The main working hypothesis driving this library that **NLP models can capture – to a measurable extent – the emotional states reflected in the training corpus.**
Under the emotional state we include depression, exiety, stress and burnout. 
We also include the positive aspects of wellbeing such as sense of coherence,[^5] professional fulfillment,[^6] and various coping strategies[^7] all collectively referred to as **Indicators of Resilience (IoRs)**.   

Traditionally IoRs are measured using questionnairs such as [GAD](https://www.hiv.uw.edu/page/mental-health-screening/gad-2), [PHQ](https://www.hiv.uw.edu/page/mental-health-screening/phq-2), [SPF](https://wellmd.stanford.edu/self-assessment.html#professional-fulfillment), and others. 
This library provides the toolset and guidelines to translating validated psychological questionnairs into querried for trained NLP models.  


[^1]: Ling, S., Salazar, J., Liu, Y., Kirchhoff, K., & Amazon, A. (2020). Bertphone: Phonetically-aware encoder representations for utterance-level speaker and language recognition. In Proc. Odyssey 2020 the speaker and language recognition workshop (pp. 9-16).
[^2]: Devlin, J., Chang, M. W., Lee, K., & Toutanova, K. (2018). Bert: Pre-training of deep bidirectional transformers for language understanding. arXiv preprint arXiv:1810.04805.
[^3]: Mikolov, T., Sutskever, I., Chen, K., Corrado, G. S., & Dean, J. (2013). Distributed representations of words and phrases and their compositionality. In Advances in neural information processing systems (pp. 3111-3119).
[^4]: Caliskan, A., Bryson, J. J., & Narayanan, A. (2017). Semantics derived automatically from language corpora contain human-like biases. Science, 356(6334), 183-186.‏
[^5]: Antonovsky, A. (1987). Unraveling the mystery of health: How people manage stress and stay well. Jossey-bass.

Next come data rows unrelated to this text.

Issue #202, opened 2021-09-28
Suggestion: always run serve_requests in `runZoneGuarded`


annagrin:
`serveRequests` does not always wrap listening to http requests in a `runZoneGuarded` wrap:

https://github.com/dart-lang/shelf/blob/6e38575985a8094f4ac172228a6711196d9ae91e/lib/shelf_io.dart#L73
https://github.com/dart-lang/shelf/blob/6e38575985a8094f4ac172228a6711196d9ae91e/lib/src/util.dart#L16

This leads to hard to debug async exceptions later if a something up its call chain adds its own `runZoneGuarded` wrapper - in that case exceptions stop from being caught and ignored inside `serveRequests` and fall to the next root zone exception hander, which unexpectedly changes to logic of the calling code. Note that adding such top level handler will change behavior of all `serveRequests` call, including the ones coming from imported libraries, which makes fixing those new issues particularly complicated.

Can we always run code inside `serveRequests` in a `runZoneGuarded`, and provide it with an error handler instead for that cases where error behavior needs to be controlled by the user?

kevmoo:
I think I buy that. Thoughts @natebosch @jakemac53 @lrhn ?

kevmoo:
@natebosch looked at pulling out the error handling to do something different during the null safety push and we never got anywhere.

Might be worth revisiting, though...

jakemac53:
Do we know what the rationale for the existing behavior was? It does seem problematic to me, but it also seems like somebody went to a fair bit of effort to make it behave that way?

kevmoo:
@nex3 had good reasons, I'm sure – perhaps she can shed some light?

natebosch:
Yeah the current behavior is magic and confusing - the hidden interactions with error zones does cause problems.

https://github.com/dart-lang/shelf/issues/2#issuecomment-742081585

My preference is to remove anything related to error zones in this package, but we'd need to be careful rolling it out.

kevmoo:
The OTHER idea.

Chatting with a community member about this.

Deprecate `shelf_io.dart` and create another, more opinionated package to handle the "wire up the server" bits.

annagrin:
I am good with anything that does not change behavior if a top level handler is added, we would need to update a bunch of existing libraries in that case though. My current case - ddr has a top level handler that has been added to collect crash metrics, but it runs a bunch of http servers via libraries such as dds, dwds, devtools, build daemon etc.

nex3:
[...]

PR #204, opened 2021-10-05
Add serveGuarded and serveRequestsGuarded API

annagrin:
`serveRequests` does not always wrap listening to http requests in a `runZoneGuarded` wrap.

This leads to hard to debug async exceptions later if something up its call chain adds its own
 `runZoneGuarded` wrapper - in that case exceptions stop being caught and ignored inside
 `serveRequests` and fall to the next root zone exception handler, which unexpectedly changes
the logic of the calling code.

Note that adding such top level handler will change behavior of all `serveRequests` calls,
including the ones coming from imported libraries, which makes fixing those new issues
particularly complicated.

This change adds two new APIs, `serveGuarded` and `serveRequestsGuarded`, that alleviate
the issue by always serving requests in an error zone and enabling the user to provide
 an error handler. A simple print-and-continue error handler is used by default.

In addition, updated the message on the default error handler to reflect source of the
errors.

Closes: https://github.com/dart-lang/shelf/issues/202

### DIFF
--- a/CHANGELOG.md
+++ b/CHANGELOG.md
@@ -1,4 +1,4 @@
-## 1.2.1-dev
+## 1.3.0-dev
 
 * Added `serveGuarded` and `serveRequestGuarded` API that always serve
   requests in an error zone, capture async error traces, and use provided
--- a/CHANGELOG.md
+++ b/CHANGELOG.md
@@ -1,5 +1,9 @@
 ## 1.2.1-dev
 
+* Added `serveGuarded` and `serveRequestGuarded` API that always serve
+  requests in an error zone, capture async error traces, and use provided
+  error handler to handle errors.
+
 ## 1.2.0
 
 * Added `MiddlewareExtensions` which provides `addMiddleware` and `addHandler`
--- a/lib/shelf_io.dart
+++ b/lib/shelf_io.dart
@@ -36,6 +36,52 @@ export 'src/io_server.dart' show IOServer;
 ///
 /// If a [securityContext] is provided an HTTPS server will be started.
 ///
+/// Serves requests in an error zone, using [onError] to handle errors, if
+/// provided. Uses a default error handler that prints error summary if
+/// [onError] is not provided.
+///
+/// See the documentation for [HttpServer.bind] and [HttpServer.bindSecure]
+/// for more details on [address], [port], [backlog], and [shared].
+Future<HttpServer> serveGuarded(
+  Handler handler,
+  address,
+  int port, {
+  SecurityContext? securityContext,
+  int? backlog,
+  bool shared = false,
+  void Function(Object, StackTrace) onError = _logServeRequestErrors,
+}) async {
+  backlog ??= 0;
+  var server = await (securityContext == null
+      ? HttpServer.bind(address, port, backlog: backlog, shared: shared)
+      : HttpServer.bindSecure(
+          address,
+          port,
+          securityContext,
+          backlog: backlog,
+          shared: shared,
+        ));
+  serveRequestsGuarded(server, handler, onError: onError);
+  return server;
+}
+
+/// Serve a [Stream] of [HttpRequest]s with error handling.
+///
+/// Serves requests in an error zone, using [onError] to handle errors, if
+/// provided. Uses a default error handler that prints error summary if
+/// [onError] is not provided.
+void serveRequestsGuarded(Stream<HttpRequest> requests, Handler handler,
+    {void Function(Object, StackTrace) onError = _logServeRequestErrors}) {
+  return Chain.capture(() {
+    serveRequests(requests, handler);
+  }, onError: onError);
+}
+
+/// Starts an [HttpServer] that listens on the specified [address] and
+/// [port] and sends requests to [handler].
+///
+/// If a [securityContext] is provided an HTTPS server will be started.
+///
 /// See the documentation for [HttpServer.bind] and [HttpServer.bindSecure]
 /// for more details on [address], [port], [backlog], and [shared].
 Future<HttpServer> serve(
@@ -72,9 +118,7 @@ Future<HttpServer> serve(
 void serveRequests(Stream<HttpRequest> requests, Handler handler) {
   catchTopLevelErrors(() {
     requests.listen((request) => handleRequest(request, handler));
-  }, (error, stackTrace) {
-    _logTopLevelError('Asynchronous error\n$error', stackTrace);
-  });
+  }, _logServeRequestErrors);
 }
 
 /// Uses [handler] to handle [request].
@@ -254,3 +298,6 @@ void _logTopLevelError(String message, StackTrace stackTrace) {
   stderr.writeln(message);
   stderr.writeln(chain);
 }
+
+void _logServeRequestErrors(Object error, StackTrace stackTrace) =>
+    _logTopLevelError('Serve request error:\n$error', stackTrace);
--- a/lib/shelf_io.dart
+++ b/lib/shelf_io.dart
@@ -31,50 +31,39 @@ import 'src/util.dart';
 
 export 'src/io_server.dart' show IOServer;
 
-/// Starts an [HttpServer] that listens on the specified [address] and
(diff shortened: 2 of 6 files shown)


CHANGELOG.md
```diff
@@ -1,5 +1,9 @@
 ## 1.2.1-dev
 
+* Added `serveGuarded` and `serveRequestGuarded` API that always serve
```
kevmoo, line 3: Should make this 1.3.0(-dev) – since we're adding API

kevmoo (commented):
Worth at least a couple of tests?

lib/shelf_io.dart
```diff
@@ -31,6 +31,52 @@ import 'src/util.dart';
...
+}
+
+/// Serve a [Stream] of [HttpRequest]s with error handling.
+///
+/// Serves requests in an error zone, using [onError] to handle errors, if
+/// provided. Uses a default error handler that prints error summary if
+/// [onError] is not provided.
+void serveRequestsGuarded(Stream<HttpRequest> requests, Handler handler,
+    {void Function(Object, StackTrace) onError = _logServeRequestErrors}) {
+  return Chain.capture(() {
```
natebosch, line 75: I don't think we want to use `Chain.capture` for this since it comes with overhead.

kevmoo:
To pile on: wonder if it would be good to give references to these functions from the existing ones – so folks know there are other options?

lib/shelf_io.dart
```diff
@@ -31,6 +31,52 @@ import 'src/util.dart';
...
+/// provided. Uses a default error handler that prints error summary if
+/// [onError] is not provided.
+///
+/// See the documentation for [HttpServer.bind] and [HttpServer.bindSecure]
+/// for more details on [address], [port], [backlog], and [shared].
+Future<HttpServer> serveGuarded(
+  Handler handler,
+  address,
+  int port, {
+  SecurityContext? securityContext,
```
natebosch, line 49: If we are moving to a whole new API anyway we should spend some time investigating whether the design is the right one for current usage.

My gut is that wrapping the `HttpServer.bind` call and forwarding arguments like this isn't adding much value, and that the `serveRequests` API is readable enough if call sites need to inline the `HttpServer.bind`.

lib/shelf_io.dart
```diff
@@ -31,6 +31,52 @@ import 'src/util.dart';
...
+          shared: shared,
+        ));
+  serveRequestsGuarded(server, handler, onError: onError);
+  return server;
+}
+
+/// Serve a [Stream] of [HttpRequest]s with error handling.
+///
+/// Serves requests in an error zone, using [onError] to handle errors, if
+/// provided. Uses a default error handler that prints error summary if
```
natebosch, line 71: We should consider making the handler mandatory. We could give an example usage that would match the default behavior, but I think we expect all use cases to want to do something better than the default so that should be reflected in the API.

natebosch:
> wonder if it would be good to give references to these functions from the existing ones – so folks know there are other options?

I'd like to standardize onto the new API and drop the old one.

lib/shelf_io.dart
annagrin: Interesting, I can add a flag for skipping the capture. Unfortunately traces are not very useful without it - how much is the overhead?

lib/shelf_io.dart
annagrin: > My gut is that wrapping the HttpServer.bind call and forwarding arguments like this isn't adding much value, and that the serveRequests API is readable enough if call sites need to inline the HttpServer.bind.

I am not really following - do you mean that `serve` and `serveGuarded` are not useful? I haven's seen much use of `serve` myself, maybe they both need to be removed. I only added a guarded version of the existing one.

lib/shelf_io.dart
annagrin: Makes sense, the default behavior is really confusing - the errors will be printing to the console with not much context.

CHANGELOG.md
annagrin: sure:) I wanted to get the API right first...

lib/shelf_io.dart
annagrin: I think you are right and `serveXXX` are not very useful - normally users would have modifications to the starting the server code, be able to access the server (for stopping) and error handling in case it didn't start properly.

annagrin: Btw would you like me to just remove serve and serveRequests? Or do we need to deprecate them?

annagrin:
>> wonder if it would be good to give references to these functions from the existing ones – so folks know there are other options?

> I'd like to standardize onto the new API and drop the old one.

Should I remove the old API in this PR, or is there a deprecation procedure?

jakemac53:
> Should I remove the old API in this PR, or is there a deprecation procedure?

You can add an `@Deprecated('Use serveGuarded') annotation`.

lib/shelf_io.dart
```diff
@@ -31,6 +31,52 @@ import 'src/util.dart';
...
+  Handler handler,
+  address,
+  int port, {
+  SecurityContext? securityContext,
+  int? backlog,
+  bool shared = false,
+  void Function(Object, StackTrace) onError = _logServeRequestErrors,
+}) async {
+  backlog ??= 0;
+  var server = await (securityContext == null
```
jakemac53, line 55: This can also fail - it should be ran in an error handling zone as well

natebosch: This error would surface in the returned `Future` instead of disappear as uncaught async, so I think it's OK to let it skip the `onError` callback. Although I also think we should consider dropping the method entirely and push the `HttpServer.bind` call into call-site - but we should look at more usage to figure out if that is sensible.

lib/shelf_io.dart
natebosch: I think we'll need to deprecate them. We might consider having a bit of time before we add the annotation so we can get some migrations out of the way ahead of CI turning red.

I've looked at this a little bit closer and I think I'm more convinced that we want to leave the `HttpServer` stuff to the clients. The caller already needs to be worried about calling `close()` on that server, so it makes sense to me to push the entirety of lifetime control for the server to the caller.

@kevmoo @jakemac53 - what do you think of trying something with an entirely different API?

```dart
extension ServeRequests on Handler {
  void serveRequests(Stream<HttpRequest> requests, {required void Function(Object, StackTrace) onError}) {
    runZonedGuarded(() {
      requests.forEach((request) => handleRequest(request, this));
    }, onError);
  }
}
```

lib/src/io_server.dart
```diff
@@ -52,7 +52,9 @@ class IOServer implements Server {
     }
     _mounted = true;
 
-    serveRequests(server, handler);
+    serveRequestsGuarded(server, handler, (e, s) {
```
annagrin, line 55: I think we should modify the `mount` API here to take an error handler

annagrin:
@natebosch @kevmoo @jakemac53 I think this PR is going towards revisiting some API and looking at their usages, I would be happy if one of you decides to tae over:)

jakemac53:
I am fine with just doing the workarounds for now where we need and doing a more general rewrite here.

kevmoo:
@annagrin – any plans here?

natebosch:
I had started thinking about the design here and we decided to hold off on this PR, but then I never finalized a plan. I had some work towards a cleaner version of `serveRequests`... I'll see if I can track that down.

annagrin:
@kevmoo I will defer the proper fix to the active library developers (@natebosch I presume). To fix the issues caused by this, I had to wrap the `serveRequests` call in an error zone in all affected places (there are probably more, but the ones I found were in dwds, webdev, devtools server, ddr, and if I remember correctly build_daemon). The `SocketException` crash rate dropped 10x but they are still happening to approx 1.5% of our sessions. I might have missed some other cases, which may or may not relate to this issue.

mosuem:
Closing this, as it is stale and the files are out of date. Feel free to reopen in case you still want to land it!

[^6]: Trockel, M., Bohman, B., Lesure, E., Hamidi, M. S., Welle, D., Roberts, L., & Shanafelt, T. (2018). A brief instrument to assess both burnout and professional fulfillment in physicians: reliability and validity, including correlation with self-reported medical errors, in a sample of resident and practicing physicians. Academic Psychiatry, 42(1), 11-24.
[^7]: Lazarus, R. S., & Folkman, S. (1984). Stress, appraisal, and coping. Springer publishing company.